A Novel Imbalanced Data Classification Method Based on Weakly Supervised Learning for Fault Diagnosis
Hui Liu,Zhenyu Liu,Weiqiang Jia,Donghao Zhang,Jianrong Tan
DOI: https://doi.org/10.1109/tii.2021.3084132
IF: 12.3
2021-01-01
IEEE Transactions on Industrial Informatics
Abstract:The class imbalance problem has a huge impact on the performance of diagnostic models. When it occurs, the minority samples are easily ignored by classification models. Besides, the distribution of class imbalanced data differs from the actual data distribution, which makes it difficult for classifiers to learn an accurate decision boundary. To tackle the above issues, this article proposes a novel imbalanced data classification method based on weakly supervised learning. First, Bagging algorithm is employed to sample majority data randomly to generate several relatively balanced subsets, which are then used to train several support vector machine (SVM) classifiers.
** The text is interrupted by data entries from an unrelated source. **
PR #293, opened 2020-04-25
Backend Cleanup

johnthagen:
Style guide followed taken from the official MS C# style guide:

- https://docs.microsoft.com/en-us/dotnet/standard/design-guidelines/naming-guidelines
- https://docs.microsoft.com/en-us/dotnet/csharp/programming-guide/inside-a-program/identifier-names
- https://docs.microsoft.com/en-us/dotnet/csharp/programming-guide/inside-a-program/coding-conventions

Summary of changes:

- No functionality is changed
- Fix issues that do not conform to MS C# conventions (essentially get the project to all be following the same style guide, in this case the standard C# style guide)
- Rename `BackendFramework.ValueModels` namespace to match C# guidelines
- Rename `BackendFramework.Contexts` namespace to match C# guidelines
- Fix spelling mistakes
- Make variables `const` where possible
- Make methods `static` where possible
- Sort `using` directives
______

When merging, squash commits.

---
This change is [Reviewable](https://reviewable.io/reviews/sillsdev/thecombine/293)

### DIFF
--- a/Backend.Tests/AudioControllerTests.cs
+++ b/Backend.Tests/AudioControllerTests.cs
@@ -34,7 +34,7 @@ namespace Backend.Tests
             _audioController = new AudioController(_wordrepo, _wordService, _permissionService);
 
             var util = new Utilities();
-            Directory.Delete(util.GenerateFilePath(Utilities.Filetype.dir, true, "", ""), true);
+            Directory.Delete(util.GenerateFilePath(Utilities.FileType.Dir, true, "", ""), true);
         }
 
         private static string RandomString(int length = 16)
--- a/Backend.Tests/AudioControllerTests.cs
+++ b/Backend.Tests/AudioControllerTests.cs
@@ -9,6 +9,7 @@ using Microsoft.AspNetCore.Mvc;
 using NUnit.Framework;
 using System;
 using System.IO;
+using BackendFramework.Models;
 
 namespace Backend.Tests
 {
--- a/Backend.Tests/AudioControllerTests.cs
+++ b/Backend.Tests/AudioControllerTests.cs
@@ -53,18 +53,18 @@ namespace Backend.Tests
         public void TestAudioImport()
         {
             // Get path to sound in Assets folder, from debugging folder.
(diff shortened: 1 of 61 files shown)


johnthagen:
I tested the following to ensure it works on with these changes:

- Register new user
- Login
- Add avatar picture
- Create a new project
- Add a new entry (vernacular, glosses, and audio clip)
- Reviewed entry / listened to audio in Review Entries

jmgrady:
Hi John,

Sorry that I did not see your PR earlier.  I know that Jason is busy but he is the best one to review any C# changes.  I don't have the experience yet to be qualified to review the changes.  I will review it - mostly for my education.  If I see anything,  I certainly let tippy know. 

⁣Jim

"In practice, the difference between theory and practice is greater than it is in theory."​

johnthagen:
@jmgrady Sounds good. Since there aren't any differences in operation, I was hoping you could run through and test it out on your machine.

johnthagen:
@jasonleenaylor Thanks for the review.

TLDR; I too agree with using type inference (`var`) everywhere, and I will update the PR to reflect this.

________

### Longer Explanation

Since I didn't know what SIL's coding guidelines were, I read up on the Microsoft guidelines (referenced in the first message) and applied them in lieu of my personal preferences.

According to those guidelines (https://docs.microsoft.com/en-us/dotnet/csharp/programming-guide/inside-a-program/coding-conventions#implicitly-typed-local-variables):

> Use implicit typing for local variables when the type of the variable is obvious from the right side of the assignment, or when the precise type is not important.

> Do not use var when the type is not apparent from the right side of the assignment.
C#

```c#
// When the type of a variable is not clear from the context, use an
// explicit type.
int var4 = ExampleClass.ResultSoFar();
```

So I applied that rule and only used `var` when the right side was obvious (the most common case was a constructor, but also `.toString()` calls, etc.)

I found this was very challenging to keep consistent and I agree with you that letting the compiler and IDE infer the type leads to a much cleaner experience and easier refactoring.

_______

### Moving Forward

Would you concur if we adopted the MS C# guidelines with an exception that `var` be used wherever possible?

Next, these trained SVM classifiers are adopted to predict the labels of those unlabeled data, and samples that are predicted as minority class are added to the original dataset to reduce the imbalance ratio. The critical idea of this article is to introduce real-world samples into the imbalanced dataset by virtue of weakly supervised learning. In addition, bidirectional gated recurrent units are used to construct a diagnostic model for fault diagnosis, and a new weighted cross-entropy function is proposed as the loss function to reduce the impact of noise. Besides, it also increases the model's attention to the original minority samples. Furthermore, experimental evaluations of the proposed method are conducted on two datasets, i.e., Prognostics and Health Management challenge 2008 and 2010 datasets, and the experimental results demonstrate the effectiveness and superiority of the proposed method.